| EXERCISE MATERIALS |
# # # #
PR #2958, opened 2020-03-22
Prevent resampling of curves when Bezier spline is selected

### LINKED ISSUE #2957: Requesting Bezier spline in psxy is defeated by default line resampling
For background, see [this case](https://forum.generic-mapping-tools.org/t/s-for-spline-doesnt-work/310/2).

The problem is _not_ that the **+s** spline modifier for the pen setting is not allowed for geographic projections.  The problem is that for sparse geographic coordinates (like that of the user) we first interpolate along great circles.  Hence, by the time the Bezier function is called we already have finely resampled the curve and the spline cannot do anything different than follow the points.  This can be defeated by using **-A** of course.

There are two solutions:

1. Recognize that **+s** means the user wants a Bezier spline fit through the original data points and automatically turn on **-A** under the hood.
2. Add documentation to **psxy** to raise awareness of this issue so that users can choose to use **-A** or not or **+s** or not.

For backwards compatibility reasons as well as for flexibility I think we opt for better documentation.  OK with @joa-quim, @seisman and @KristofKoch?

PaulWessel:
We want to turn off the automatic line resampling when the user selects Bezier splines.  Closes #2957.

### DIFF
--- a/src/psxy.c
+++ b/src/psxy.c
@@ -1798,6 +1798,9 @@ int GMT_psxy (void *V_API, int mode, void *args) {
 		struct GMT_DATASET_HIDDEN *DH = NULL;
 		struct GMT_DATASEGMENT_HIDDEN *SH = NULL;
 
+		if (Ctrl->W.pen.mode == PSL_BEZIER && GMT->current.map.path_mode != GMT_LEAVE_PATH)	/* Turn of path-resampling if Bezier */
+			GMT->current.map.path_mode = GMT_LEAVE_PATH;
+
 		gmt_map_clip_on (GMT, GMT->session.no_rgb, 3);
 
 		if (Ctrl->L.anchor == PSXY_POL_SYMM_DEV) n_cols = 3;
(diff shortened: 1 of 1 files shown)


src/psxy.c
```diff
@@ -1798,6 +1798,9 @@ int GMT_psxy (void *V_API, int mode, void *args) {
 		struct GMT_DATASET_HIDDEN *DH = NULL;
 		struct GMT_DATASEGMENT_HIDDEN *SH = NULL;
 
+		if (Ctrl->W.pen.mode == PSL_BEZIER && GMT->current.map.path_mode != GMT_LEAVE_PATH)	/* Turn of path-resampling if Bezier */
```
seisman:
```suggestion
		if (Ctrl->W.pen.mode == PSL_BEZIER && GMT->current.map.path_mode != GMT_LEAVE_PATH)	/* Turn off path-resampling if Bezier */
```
# # # #
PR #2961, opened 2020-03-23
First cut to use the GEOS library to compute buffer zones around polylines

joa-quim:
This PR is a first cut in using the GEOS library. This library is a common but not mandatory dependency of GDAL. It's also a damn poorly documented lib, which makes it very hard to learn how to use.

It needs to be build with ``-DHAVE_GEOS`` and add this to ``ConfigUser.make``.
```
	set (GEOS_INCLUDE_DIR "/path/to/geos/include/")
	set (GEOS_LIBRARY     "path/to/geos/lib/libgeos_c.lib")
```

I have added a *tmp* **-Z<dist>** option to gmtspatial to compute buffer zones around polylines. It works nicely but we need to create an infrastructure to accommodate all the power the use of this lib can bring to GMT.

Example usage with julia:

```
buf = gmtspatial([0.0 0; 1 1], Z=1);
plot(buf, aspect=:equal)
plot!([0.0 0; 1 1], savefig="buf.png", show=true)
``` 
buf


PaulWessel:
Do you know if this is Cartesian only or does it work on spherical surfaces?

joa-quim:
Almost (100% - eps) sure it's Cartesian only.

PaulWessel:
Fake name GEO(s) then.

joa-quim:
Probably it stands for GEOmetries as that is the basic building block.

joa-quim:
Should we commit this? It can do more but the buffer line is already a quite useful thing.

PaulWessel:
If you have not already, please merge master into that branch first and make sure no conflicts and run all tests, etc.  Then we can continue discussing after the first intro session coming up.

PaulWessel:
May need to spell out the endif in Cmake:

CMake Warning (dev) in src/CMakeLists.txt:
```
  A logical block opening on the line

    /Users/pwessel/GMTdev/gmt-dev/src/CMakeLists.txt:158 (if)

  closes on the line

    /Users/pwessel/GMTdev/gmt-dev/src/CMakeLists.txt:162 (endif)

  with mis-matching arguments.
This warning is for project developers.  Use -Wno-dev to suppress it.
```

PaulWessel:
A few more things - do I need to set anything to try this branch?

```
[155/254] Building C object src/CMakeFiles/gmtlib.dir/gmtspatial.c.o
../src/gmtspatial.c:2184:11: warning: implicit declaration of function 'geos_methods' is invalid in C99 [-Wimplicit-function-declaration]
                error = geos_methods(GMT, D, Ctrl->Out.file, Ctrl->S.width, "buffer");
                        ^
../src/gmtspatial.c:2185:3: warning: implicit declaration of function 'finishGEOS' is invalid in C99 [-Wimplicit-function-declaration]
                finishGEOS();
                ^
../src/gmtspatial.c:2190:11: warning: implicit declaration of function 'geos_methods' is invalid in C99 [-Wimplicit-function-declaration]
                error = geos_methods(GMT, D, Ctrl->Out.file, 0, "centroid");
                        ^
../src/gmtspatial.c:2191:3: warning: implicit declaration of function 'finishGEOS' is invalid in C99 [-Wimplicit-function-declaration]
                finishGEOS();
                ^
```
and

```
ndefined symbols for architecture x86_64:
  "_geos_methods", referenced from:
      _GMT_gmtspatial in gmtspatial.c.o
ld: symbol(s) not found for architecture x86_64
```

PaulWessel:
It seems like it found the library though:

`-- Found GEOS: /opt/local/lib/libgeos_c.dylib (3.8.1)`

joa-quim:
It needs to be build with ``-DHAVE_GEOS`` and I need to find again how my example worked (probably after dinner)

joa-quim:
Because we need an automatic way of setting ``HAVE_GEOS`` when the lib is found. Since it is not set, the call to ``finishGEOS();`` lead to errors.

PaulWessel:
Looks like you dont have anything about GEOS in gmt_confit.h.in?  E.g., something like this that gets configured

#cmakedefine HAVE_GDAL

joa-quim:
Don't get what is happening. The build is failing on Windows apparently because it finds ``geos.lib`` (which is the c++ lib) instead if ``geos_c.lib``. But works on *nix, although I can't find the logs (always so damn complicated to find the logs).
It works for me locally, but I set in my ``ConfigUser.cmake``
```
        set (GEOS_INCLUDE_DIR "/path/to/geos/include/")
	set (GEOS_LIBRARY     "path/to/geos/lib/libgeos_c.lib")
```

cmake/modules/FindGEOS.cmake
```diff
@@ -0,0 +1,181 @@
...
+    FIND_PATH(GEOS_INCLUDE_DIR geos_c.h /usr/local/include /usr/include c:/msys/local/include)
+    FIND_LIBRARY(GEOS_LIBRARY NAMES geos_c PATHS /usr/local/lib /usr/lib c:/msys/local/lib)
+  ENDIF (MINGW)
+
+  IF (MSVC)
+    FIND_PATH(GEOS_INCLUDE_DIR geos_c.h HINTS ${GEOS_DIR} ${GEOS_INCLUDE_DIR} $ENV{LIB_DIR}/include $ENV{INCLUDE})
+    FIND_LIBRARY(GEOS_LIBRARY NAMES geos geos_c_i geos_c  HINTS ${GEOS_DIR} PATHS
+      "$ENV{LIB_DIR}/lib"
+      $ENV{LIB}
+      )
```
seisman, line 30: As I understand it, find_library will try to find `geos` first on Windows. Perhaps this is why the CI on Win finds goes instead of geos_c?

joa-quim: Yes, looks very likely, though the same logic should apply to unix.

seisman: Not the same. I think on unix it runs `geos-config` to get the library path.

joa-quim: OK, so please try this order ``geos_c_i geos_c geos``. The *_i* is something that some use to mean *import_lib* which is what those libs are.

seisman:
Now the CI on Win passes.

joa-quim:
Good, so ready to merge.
# # # #
| TASK STATEMENT |
Tally the lines of the listing above that include the word "current". Answer with the number alone.

| REPLY |
4